— What you have to do —
Look below. Copy each line that has "some" in it.

— Information —
= Beginning of Section =
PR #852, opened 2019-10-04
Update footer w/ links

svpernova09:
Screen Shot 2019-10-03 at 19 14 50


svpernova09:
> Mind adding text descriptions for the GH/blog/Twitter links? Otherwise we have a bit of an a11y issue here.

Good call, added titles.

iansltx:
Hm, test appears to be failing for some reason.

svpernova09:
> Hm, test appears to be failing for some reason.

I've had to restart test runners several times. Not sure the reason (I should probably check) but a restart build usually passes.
= End of Section =
— Completed exercise —
Hm, test appears to be failing for some reason.
> Hm, test appears to be failing for some reason.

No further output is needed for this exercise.